## TO DO
Reproduce exactly the lines from the top of the records below through the line holding "These changes are".

### DATA FOR REVIEW ###

PR #1747, opened 2024-04-12
Add helpful messages to the VLE subsystem (#1742)

jrgemignani:
Added helpful messaging to the VLE subsystem.

These changes are due to issue 365 where there was an issue with the VLE that turned out to not be with the VLE. Basically, there is a way, apparently, to have a malformed edge or possibly one not fully removed. When the VLE subsystem does its load on the graph, it would error out on these edges as this was considered to be a potential data corruption issue.

The changes added are to report and ignore these edges. Reporting them, so as to allow the user to take corrective action by removing them. Ignoring them, as they are likely not relevant to the query. Basically, leaving it up to the user to decide.

No impact to current regression tests.


mannas006:
It appears that significant modifications have been made to the VLE subsystem to address possible problems with incomplete or distorted edges in the graph that could lead to data corruption. It's a good idea to notify users of these problems and provide them with the choice to make corrections. Maintaining system performance and stability can also be aided by ignoring unnecessary edges. That these modifications haven't had an impact on your ongoing regression testing is wonderful to hear. Please let me know if you require any additional help or if there are any updates!

PR #1749, opened 2024-04-15
[PROPOSAL] I'd like to propose an adding a graph database to the project

seo-kw:
Hello, I'd like to propose adding a graph database to this project.

- It's more like AGE project would be integrated with postgresql13 itself as native AGE support. as a result, it’s a kind of DBMS version of AGE.
- Adding the first version of pg_graph to the branch with an apache license.
- Also it has a commit history like the "ageviewer_go" branch. it is just above one commit of AGE's first one.
- I'm not sure about whether the pg_graph name itself would be a problem or not, so, please assume that this is a kind of temporal name.
- Also this PR is a kind of proposal, so I just made this PR as a draft and allowed edits by maintainers.

- Initially, I'd like to make a new branch for this one, but PR is not a kind of that one. So I have no choice. please do not think about these conflicts are actual conflicts. **_It should not merge into the master branch._**

Any suggestion, or something, I would be thankful.

Thanks, and regard.


jrgemignani:
@seo-kw Thank you for this. We will need to create a separate branch that you can make this PR for.

PR #1752, opened 2024-04-16
Add the command graph_stats and improve VLE messaging for load (#1750)

jrgemignani:
Added the command graph_stats. This command will force a reload of the specified graph. This is done to generate current statistics and dump any warning messages about the graph generated during a the load.

Cleaned up some messaging from the VLE load process for duplicate vertices and edges.

Added regression tests.


dehowef:
Looks good to me.

dehowef (approved):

###

## EXERCISE RESPONSE
PR #1747, opened 2024-04-12
Add helpful messages to the VLE subsystem (#1742)

jrgemignani:
Added helpful messaging to the VLE subsystem.

These changes are due to issue 365 where there was an issue with the VLE that turned out to not be with the VLE. Basically, there is a way, apparently, to have a malformed edge or possibly one not fully removed. When the VLE subsystem does its load on the graph, it would error out on these edges as this was considered to be a potential data corruption issue.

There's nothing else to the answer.